RAG
Every agent response in Rosetta is backed by retrieved sources: your uploads, your account library, and public medical databases. Agents don’t answer from memory alone.
Architecture
Source documents are split into passages, and each passage is converted into a vector that represents its meaning, not the exact words. A query is turned into a vector the same way. Retrieval returns the passages whose vectors are closest to the query vector (by cosine similarity). That’s why a search for “heart failure treatment” can match a passage that says “HFrEF management”: the two mean roughly the same thing, so their vectors sit near each other.
Semantic vs Keyword
Keyword Search (Traditional):
Query: "heart failure treatment"
Matches: Exact text "heart failure" AND "treatment"

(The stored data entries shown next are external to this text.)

PR #298, opened 2021-11-14
(frontend) Enable to export all data in Settings>Account

lfaucon:


frontend/src/components/Section.tsx
```diff
@@ -0,0 +1,42 @@
+import React from 'react';
```
lfaucon, line 1: Moved this component here from Settings>Account so that it may be used in Settings>Profile too

frontend/src/features/settings/account/EmailAddressForm.tsx
```diff
@@ -134,33 +134,30 @@ export const EmailAddressForm = () => {
...
-      </>
+        </Grid>
+      </Grid>
     );
   };
 
   return <Box minHeight="180px">{getContent()}</Box>;
 };
+
+export default EmailAddressForm;
```
lfaucon, line 163: Re-structured a little bit this component so that it is more similar to other forms on the same page. Previously it was the only component that may take more than `md={6}` on large screens

frontend/src/features/settings/account/ExportAllDataForm.tsx
```diff
@@ -0,0 +1,99 @@
...
+      ? await OpenAPI.TOKEN(options)
+      : OpenAPI.TOKEN;
+  const headers = { Authorization: `Bearer ${access_token}` };
+  const response = await fetch(`${api_url}${options.path}`, {
+    credentials: 'include',
+    method: options.method,
+    headers: headers,
+  });
+  return response.blob();
+}
```
lfaucon, line 35: Discussed this with @amatissart and decided to implement our own access to the API endpoint because the autogenerated code does not support `response.blob()`

frontend/src/features/settings/account/ExportAllDataForm.tsx
```diff
@@ -0,0 +1,99 @@
...
+    const zipFileBlob = await usersMeExportsAllRetrieveBlob();
+    setDownloadUrl(window.URL.createObjectURL(zipFileBlob));
+    setLoading(false);
+  };
+
+  const prepareExport = () => {
+    setLoading(true);
+    setDownloadUrl('');
+    try {
+      downloadExport();
```
amatissart, line 52: As `downloadExport()` is async, we need to await the promise to be able to catch potential errors.  
Otherwise any error in the async call would cause an unhandled rejection, and would never be caught by the "catch" block.

```suggestion
  const prepareExport = async () => {
    setLoading(true);
    setDownloadUrl('');
    try {
      await downloadExport();
```

frontend/src/features/settings/account/ExportAllDataForm.tsx
```diff
@@ -0,0 +1,99 @@
...
+        ) : (
+          <Button
+            type="button"
+            fullWidth
+            color="secondary"
+            variant="contained"
+            onClick={prepareExport}
+          >
+            Download data
+          </Button>
```
amatissart, line 92: The wording of these 2 buttons might be a bit confusing for the user, especially as the API request is typically very quick. 
What about "Prepare export" and then "Download file"?

frontend/src/features/settings/account/ExportAllDataForm.tsx
```diff
@@ -0,0 +1,99 @@
...
+
+  const prepareExport = () => {
+    setLoading(true);
+    setDownloadUrl('');
+    try {
+      downloadExport();
+    } catch (error) {
+      showErrorAlert(
+        enqueueSnackbar,
+        'An error seems to have occured. If this error persist, please contact us.'
```
amatissart, line 56: typo
```suggestion
        'An error seems to have occurred. If this error persists, please contact us.'
```

frontend/src/features/settings/account/EmailAddressForm.tsx
amatissart: Nothing critical, but it was actually intentional to allow the information message to fill the remaining width.

With `md={6}` on the whole section, the message  block may be unnecessarily narrow on some screens:
image

lfaucon: We can see from your screenshot that it is not the only problem that we have for the layout on md screens.

I propose to go ahead with the current change proposed in this PR, then clean-up the whole layout. I created a ticket for it #306

amatissart (approved):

Misses: "HFrEF management", "cardiac dysfunction therapy"Semantic Search (Rosetta):
Query: "heart failure treatment"
Matches: Any semantically similar concepts
- "HFrEF management"
- "cardiac dysfunction therapy"
- "GDMT for reduced EF"Source Types
- Local: sources attached to the current note. Good for one-off uploads tied to a specific patient.
- Account: guidelines, protocols, and papers in your persistent library. Indexed once and available to every note on your account.
PubMed Integration
PubMed is a third source type. Unlike local and account sources, it’s queried live:
- The agent rewrites your request into a PubMed search string.
- Top results come back with their abstracts and metadata.
- Those abstracts are embedded and mixed into the same retrieval pool as your local and account sources. Citations can come from any of the three.
Usage Examples
Evidence-Based Treatment
Add a guideline PDF to your Account library. Ask “heart failure reduced ejection fraction treatment” in a note. The agent retrieves guidance and generates a plan with citations from the uploaded PDF.
Literature Review
The agent searches PubMed for recent abstracts on a topic and generates a summary with current scoring criteria.
Institutional Protocols
Upload a hospital protocol to the Account library. Query it by name (e.g., “UCSF sepsis bundle timing”) and the agent returns the relevant details.